Ensemble Techniques in Finance

When dealing with a set of training observations and outcomes $\{(x_i, y_i)\}$ , you would want to estimate a function $\hat{f}[x]$ that closely matches the true function $f(x)$ .

The function is generally modeled as:

y = f(x) + \varepsilon

where $\varepsilon$ is white noise.

The aim is to minimize the mean squared error given by:

\mathbb{E}[(y_i - \hat{f}[x_i])^2]

This can be further decomposed into three terms: Bias squared, Variance, and the noise term $\sigma_{\varepsilon}^2$ .

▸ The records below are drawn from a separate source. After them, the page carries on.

PR #5500, opened 2022-03-18
EVG-16402: add method to create collection

Kimchelly:
Jira: https://jira.mongodb.org/browse/EVG-16402

### Description 
Replace usages of `CreateCollection` in tests to use the Anser helper.

### Testing 
Replaced its usages in tests and added an idempotency test.

### DIFF
--- a/db/db_utils.go
+++ b/db/db_utils.go
@@ -90,6 +90,32 @@ func InsertManyUnordered(c string, items ...interface{}) error {
 	return errors.WithStack(err)
 }
 
+// CreateCollections ensures that all the given collections are created,
+// returning an error immediately if creating any one of them fails.
+func CreateCollections(collections ...string) error {
+	session, db, err := GetGlobalSessionFactory().GetSession()
+	if err != nil {
+		return err
+	}
+	defer session.Close()
+
+	const namespaceExistsErrCode = 48
+	for _, collection := range collections {
+		_, err := db.CreateCollection(collection)
+		if err == nil {
+			continue
+		}
+		// If the collection already exists, this does not count as an error.
+		if mongoErr, ok := errors.Cause(err).(mongo.CommandError); ok && mongoErr.HasErrorCode(namespaceExistsErrCode) {
+			continue
+		}
+		if err != nil {
+			return errors.Wrapf(err, "creating collection '%s'", collection)
+		}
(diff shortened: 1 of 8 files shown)


graphql/directive_test.go
```diff
@@ -23,8 +24,7 @@ func setupPermissions(t *testing.T) {
 	require.NoError(t, env.DB().Drop(ctx))
 
 	// Create scope and role collection to avoid RoleManager from trying to create them in a collection https://jira.mongodb.org/browse/EVG-15499
```
ybrill, line 26: This (preexisting) comment threw me for a loop. I think he meant "from trying to create them in a transaction"?

db/db_utils.go
```diff
@@ -90,6 +90,32 @@ func InsertManyUnordered(c string, items ...interface{}) error {
...
+	defer session.Close()
+
+	const namespaceExistsErrCode = 48
+	for _, collection := range collections {
+		_, err := db.CreateCollection(collection)
+		if err == nil {
+			continue
+		}
+		// If the collection already exists, this does not count as an error.
+		if mongoErr, ok := errors.Cause(err).(mongo.CommandError); ok && mongoErr.HasErrorCode(namespaceExistsErrCode) {
```
ybrill, line 109: What are your thoughts on matching against the error code vs. [listing the existing collection names](https://pkg.go.dev/go.mongodb.org/mongo-driver/mongo#Database.ListCollectionNames) and only creating the ones that don't already exist?

Kimchelly: I prefer not to do that since this is a stable error code that proves in an atomic way that at the moment of the creation attempt, it already existed. Also, list + create adds an extra DB operation and would require more Anser changes.

graphql/directive_test.go
Kimchelly: Yeah, the ticket says it's because it's trying to insert docs into nonexistent collections in a transaction. I fixed the comments.

db/db_utils.go
ybrill: sgtm

ybrill (approved):

graphql/directive_test.go
ybrill: ty!

PR #5501, opened 2022-03-18
EVG-16052 Add project command for assume role

bynn:
[EVG-16052](https://jira.mongodb.org/browse/EVG-16052)

### Description 
added project command that calls assume role given ARN and returns credentials as expansions

### Testing 
very basic unit test

image

image

https://spruce-staging.corp.mongodb.com/task/sandbox_ubuntu1604_bynntask_patch_33f13782b26be2bd33a48d378fb2293db7316034_6234f34bb237367d9ac27d7c_22_03_18_21_02_10/logs?execution=0

testing secrets manager 
image

image

### DIFF
--- a/agent/command/assume_ec2_role.go
+++ b/agent/command/assume_ec2_role.go
@@ -18,13 +18,19 @@ import (
 	"github.com/pkg/errors"
 )
 
+const (
+	AwsAccessKeyId     = "AWS_ACCESS_KEY_ID"
+	AwsSecretAccessKey = "AWS_SECRET_ACCESS_KEY"
+	AwsSessionToken    = "AWS_SESSION_TOKEN"
+	AwsRoleExpiration  = "AWS_ROLE_EXPIRATION"
+)
+
 type ec2AssumeRole struct {
 	// The Amazon Resource Name (ARN) of the role to assume.
 	// Required.
 	RoleARN string `mapstructure:"role_arn" plugin:"expand"`
 
 	// A unique identifier that might be required when you assume a role in another account.
-	// This variable will only be accessible by admins and mainline.
 	ExternalId string `mapstructure:"external_id" plugin:"expand"`
 
 	// An IAM policy in JSON format that you want to use as an inline session policy.
@@ -53,6 +59,10 @@ func (r *ec2AssumeRole) validate() error {
 
 	if r.RoleARN == "" {
 		catcher.New("must specify role ARN")
+	}
+
+	if r.DurationSeconds < 0 {
+		catcher.New("cannot specify a non-positive duration")
 	}
 
 	return catcher.Resolve()
@@ -85,11 +95,11 @@ func (r *ec2AssumeRole) Execute(ctx context.Context,
 		SecretAccessKey: secret,
 	})
 
-	session := session.Must(session.NewSession(&aws.Config{
+	session1 := session.Must(session.NewSession(&aws.Config{
 		Credentials: defaultCreds,
 	}))
 
-	creds := stscreds.NewCredentials(session, r.RoleARN, func(arp *stscreds.AssumeRoleProvider) {
+	creds := stscreds.NewCredentials(session1, r.RoleARN, func(arp *stscreds.AssumeRoleProvider) {
 		arp.RoleSessionName = fmt.Sprintf("evergreen_%s_%d", conf.Task.DisplayName, conf.Task.Execution)
 		if r.ExternalId != "" {
 			arp.ExternalID = utility.ToStringPtr(r.ExternalId)
@@ -112,9 +122,9 @@ func (r *ec2AssumeRole) Execute(ctx context.Context,
 		return errors.WithStack(err)
 	}
 
-	conf.Expansions.Put("AWS_ACCESS_KEY_ID", credValues.AccessKeyID)
-	conf.Expansions.Put("AWS_SECRET_ACCESS_KEY", credValues.SecretAccessKey)
-	conf.Expansions.Put("AWS_SESSION_TOKEN", credValues.SessionToken)
-	conf.Expansions.Put("AWS_ROLE_EXPIRATION", expTime.String())
+	conf.Expansions.Put(AwsAccessKeyId, credValues.AccessKeyID)
+	conf.Expansions.Put(AwsSecretAccessKey, credValues.SecretAccessKey)
+	conf.Expansions.Put(AwsSessionToken, credValues.SessionToken)
+	conf.Expansions.Put(AwsRoleExpiration, expTime.String())
 	return nil
 }
--- a/agent/command/assume_ec2_role.go
+++ b/agent/command/assume_ec2_role.go
@@ -2,7 +2,6 @@ package command
 
 import (
 	"context"
-	"fmt"
 	"time"
 
 	"github.com/aws/aws-sdk-go/aws"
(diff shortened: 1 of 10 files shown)


agent/command/assume_ec2_role.go
```diff
@@ -0,0 +1,120 @@
...
+	"github.com/mongodb/grip"
+	"github.com/pkg/errors"
+)
+
+type ec2AssumeRole struct {
+	// The Amazon Resource Name (ARN) of the role to assume.
+	// Required.
+	RoleARN string `mapstructure:"role_arn" plugin:"expand"`
+
+	// A unique identifier that might be required when you assume a role in another account.
```
malikchaya2, line 26: I appreciate these detailed comments :)

agent/command/assume_ec2_role.go
```diff
@@ -0,0 +1,120 @@
...
+func (r *ec2AssumeRole) ParseParams(params map[string]interface{}) error {
+	if err := mapstructure.Decode(params, r); err != nil {
+		return errors.Wrapf(err, "error parsing '%s' params", r.Name())
+	}
+
+	return r.validate()
+}
+
+func (r *ec2AssumeRole) validate() error {
+	catcher := grip.NewSimpleCatcher()
```
malikchaya2, line 52: It seems like we can just return the error right away, I don't know if we need this catcher.

agent/command/assume_ec2_role.go
```diff
@@ -0,0 +1,120 @@
...
+	return catcher.Resolve()
+}
+
+func (r *ec2AssumeRole) Execute(ctx context.Context,
+	comm client.Communicator, logger client.LoggerProducer, conf *internal.TaskConfig) error {
+	if err := util.ExpandValues(r, conf.Expansions); err != nil {
+		return errors.WithStack(err)
+	}
+	// Re-validate the command here, in case an expansion is not defined.
+	if err := r.validate(); err != nil {
```
malikchaya2, line 67: Is this necessary if parse already does it?

agent/command/assume_ec2_role.go
```diff
@@ -0,0 +1,120 @@
...
+	if len(conf.EC2Keys) == 0 {
+		return errors.New("no EC2 keys in config")
+	}
+
+	key := conf.EC2Keys[0].Key
+	secret := conf.EC2Keys[0].Secret
+
+	// Error if key or secret are blank
+	if key == "" || secret == "" {
+		return errors.New("AWS ID and Secret must not be blank")
```
malikchaya2, line 80: Is this error actionable for users? If it is blank, is there something they can do about it? (their default thought would probably be to add it to the command itself.)

agent/command/assume_ec2_role.go
```diff
@@ -0,0 +1,120 @@
...
+	if err != nil {
+		return errors.WithStack(err)
+	}
+
+	expTime, err := creds.ExpiresAt()
+	if err != nil {
+		return errors.WithStack(err)
+	}
+
+	conf.Expansions.Put("AWS_ACCESS_KEY_ID", credValues.AccessKeyID)
```
malikchaya2, line 115: It still feels weird to me that these are put in easily printable expansions. Are we fully comfortable with them being temporary and okay being exposed? Are they not exploitable in any way? 
cc: @ablack12

agent/command/assume_ec2_role.go
```diff
@@ -0,0 +1,120 @@
...
+		return errors.New("AWS ID and Secret must not be blank")
+	}
+
+	defaultCreds := credentials.NewStaticCredentialsFromCreds(credentials.Value{
+		AccessKeyID:     key,
+		SecretAccessKey: secret,
+	})
+
+	session := session.Must(session.NewSession(&aws.Config{
+		Credentials: defaultCreds,
```
malikchaya2, line 89: Is there any reason why we wouldn't let users specify their aws key and secret in the command and use it from there?

agent/command/assume_ec2_role.go
ablack12: This was discussed briefly in the design; I think as long as we're very clear in the documentation about it, it's not a huge concern. Maybe it would make sense though to explicitly remove these from expansions.write (similarly to [here](https://github.com/evergreen-ci/evergreen/blob/758c4464174ac9413e31fbe071e7740a72ad2e54/agent/command/expansion_write.go#L40)).

ablack12: @bynn feel free to either do in this ticket or create a new one; we shouldn't document this command until the work is done though.

bynn (commented):
added screenshot for e2e testing 
using the credential to access secrets manager

agent/command/assume_ec2_role.go
malikchaya2: ah, good point!

agent/command/assume_ec2_role.go
malikchaya2: In that case, should we maybe change the language of this error? "AWS ID and Secret must not be blank" would probably make me think "oops, I did something wrong". Should we maybe change it to something like "couldn't populate AWS credentials" or something like that?

bynn: done

agent/command/assume_ec2_role.go
```diff
@@ -0,0 +1,130 @@
...
+}
+
+func (r *ec2AssumeRole) validate() error {
+	catcher := grip.NewSimpleCatcher()
+
+	if r.RoleARN == "" {
+		catcher.New("must specify role ARN")
+	}
+
+	if r.DurationSeconds < 0 {
```
ablack12, line 64: I think 0 would also be an invalid duration

agent/command/assume_ec2_role.go
```diff
@@ -0,0 +1,130 @@
...
+		AccessKeyID:     key,
+		SecretAccessKey: secret,
+	})
+
+	session1 := session.Must(session.NewSession(&aws.Config{
+		Credentials: defaultCreds,
+	}))
+
+	creds := stscreds.NewCredentials(session1, r.RoleARN, func(arp *stscreds.AssumeRoleProvider) {
+		arp.RoleSessionName = fmt.Sprintf("evergreen_%s_%d", conf.Task.DisplayName, conf.Task.Execution)
```
ablack12, line 103: Will we be able to reuse this role session name or should it include a truncated timestamp or something? (Not sure what it's used for)

agent/task.go
```diff
@@ -382,6 +382,11 @@ func (a *Agent) makeTaskConfig(ctx context.Context, tc *taskContext) (*internal.
 		return nil, err
 	}
 	taskConfig.Redacted = tc.expVars.PrivateVars
+
+	grip.Info("Populating AWS credentials.")
```
ablack12, line 386: leftover debugging?

agent/command/expansion_write.go
```diff
@@ -7,11 +7,21 @@ import (
...
+	"github.com/evergreen-ci/utility"
 	"github.com/mitchellh/mapstructure"
 	"github.com/pkg/errors"
 	yaml "gopkg.in/yaml.v3"
 )
 
+var (
+	expansionsToRedact = []string{
+		evergreen.GlobalGitHubTokenExpansion,
+		AwsAccessKeyId,
```
ablack12, line 19: nit: can we call these AWSAccessKeyId and etc? It's convention to capitalize all the letters in an acronym.

ablack12 (approved):
Some comments but I don't need to review again 🚀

The Power of Ensemble Methods

Ensemble techniques, like bagging (Bootstrap Aggregation), aim to build a robust model by averaging the predictions of multiple base models. Bagging is particularly effective in reducing the variance of the prediction, hence addressing overfitting.

The variance of a bagged prediction depends on the number of base models $(N)$ , their average variance $(\bar{\sigma})$ , and the average correlation between their predictions $(\bar{\rho})$ .

The benefit of bagging is quantifiable. It's effective as long as:

\bar{\rho} < 1

Standard Deviation of the bagged prediction

Accuracy Considerations in Bagging Classifiers

For a bagging classifier predicting $k$ classes, the accuracy depends on the number of base classifiers $N$ and their individual accuracy $p$ . Under certain conditions, bagging classifiers can outperform individual classifiers.

The mathematical equation that demonstrates this is:

p > \frac{1}{k} \Rightarrow \mathbb{P}\left[X > \frac{N}{k}\right] > p

Both Python and Julia functionalities for bagging classifier accuracy are available in the RiskLabAI library.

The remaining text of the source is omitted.